__Problem to solve__. Repeat each line of the material exactly.

__Supplied data__.
PR #126, opened 2017-04-21
Check for existing nodes before attempting registration

carbonin:
This will allow failed primary database servers to be more easily added back to the cluster as standby servers.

__Answer space__.
PR #126, opened 2017-04-21
Check for existing nodes before attempting registration

carbonin:
This will allow failed primary database servers to be more easily added back to the cluster as standby servers.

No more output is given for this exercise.